Je ne réponds pas. Non, merci, je débarrasse seul. Non, j'ai encore du boulot à terminer. Je ne vois pas quoi répondre à vos questions, d'ailleurs, d'habitude ce sont les garçons qui posent les questions aux filles.

Elle part dans le couloir en se retournant de temps à autre et finit par rentrer dans son compartiment. Il est 23 heures et je ne vais pas tarder à soulager Mésange de ce paquet de linge sale qui passe son temps à dormir.

5

Le train est plus animé qu'hier. Les retours sur Paris me donnent toujours cette impression mais les statistiques disent le contraire. En tout cas, les premières classes sont pleines, les T. 2 abritent des petits couples amoureux, le voyage de noces à Venise a toujours autant de succès. La grosse tête de Mésange se voit de loin. Il discute, assis sur le bat-flanc, avec le dormeur, un verre à la main. J'ai presque le sentiment de les déranger quand Mésange, l'air accablé, dit : « Le mien est une tête de lard ! » J'ai deviné de quoi ils débattent. Mettez deux pères ensemble et ça part tout seul. En tout cas je suis assez content qu'ils se soient entendus.

— Ah te voilà, toi…

Ils se saluent, Jean-Charles se confond en remerciements, l'autre fait le modeste, à bientôt peut-être, pourquoi pas, etc. La tête haute, sans même un regard vers moi, le dormeur part dans la direction de la 96, en toute légitimité. Mésange n'écoute pas mes remerciements à moi, il m'attrape le bras.

— Petit con, va. C'était pas la peine de mentir. D'un coup sec je reprends mon bras et sors de sa bagnole sans me retourner.

— Qu'est-ce que vous lui avez raconté ?

— Mais… rien. Je n'ai pas dit un mot sur moi ou sur notre voyage. Je n'ai parlé que de mes gosses. Ça a dû turbiner dans sa grosse tête, il a compris sans comprendre. Maintenant il sait que je suis un menteur, un menteur qui n'hésite pas à mettre le paquet pour obtenir satisfaction. Il ne se doute pas que j'étais en deçà de la vérité.

— J'ai passé un ex-cel-lent moment. Ces Singles… Formidables ! J'ai dormi dans un vrai lit, avec un vrai matelas. Je comprends beaucoup mieux la réputation des Wagons-lits. C'est vrai qu'en couchette on ne peut pas réaliser, faut être fakir pour s'allonger là-dessus, ce serait la comparaison entre une paillasse de M.J.C. et une suite au Hilton. Et votre ami le conducteur, quel style ! Il m'a offert du vin dans une coupe, avec une serviette blanche sur la manche. Ne rien dire. La boucler. Si je m'exprime, c'est avec le plat de la main. J'ouvre le 10.

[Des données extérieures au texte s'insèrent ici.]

PR #11, opened 2019-08-22
AF-2164: Preparation for BPMN release

tiagobento:
As the client-side editors are coming, I'd like to change the structure a bit so that when they're here we can integrate them more easily.

@jesuino I created this 'package' called `unpacked-gwt-editors`, so that it is the one responsible for unpacking the WARs. The other modules depending on the DMN/BPMN editors will then point to this 'package'. I think it makes thinks simpler and more organized. When we have the definitive `pom.xml` we can just edit the `build:fast` script on the `packages/unpacked-gwt-editors/package.json` file.

@domhanak Could you please review that? I also changed the output path of the JUnit report to `target/` so that we don't commit it by accident.


packages/vscode-extension-pack-kogito-bpmn/tests-it/suite/index.ts
```diff
@@ -26,7 +26,7 @@ export function run(testsRoot: string, callback: (error: any, failures?: number)
     reporter: "mocha-jenkins-reporter",
     reporterOptions: {
       junit_report_name: "VSCode Extension Tests",
-      junit_report_path: "vscode-it-test-report.xml",
+      junit_report_path: "target/vscode-it-test-report.xml",
```
domhanak, line 29: good catch :)

tiagobento:
@domhanak Could you please review it asap? Also, I think there's something wrong with the CI since I see it green on Jenkins and yellow here :(

image

ederign (approved):

domhanak:
@tiagobento it was a Jenkins problem :) it needed restart and these checks got a little bit messed up

PR #12, opened 2019-08-23
AF-2119: Add PatternFly loading spinner

jschuler:
- Update webpack configs to pull in PatternFly
- Add the loading spinner (@srambach)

— Je ne vais pas répéter toujours les mêmes trucs, on va passer la douane, les contrôleurs vont s'installer à côté, vous ne mettez pas le nez dehors.

— Eh dites, Antoine, à propos de nez, vous ne trouvez pas que ça sent un peu le graillon ici ?

Il abuse. Cette fois-ci je ne peux pas faire comme si je n'avais rien entendu.

— Vous la fermez, Latour, vous fermez votre clapet !

Il croise les bras en haussant les épaules.

— Bon, très bien, j'ai compris. Depuis que j'ai vu un conducteur à l'œuvre j'ai saisi quelque chose sur les couchettistes. C'est comme la literie, rien à voir. Ah… Parlez-moi de la politesse du couchettiste !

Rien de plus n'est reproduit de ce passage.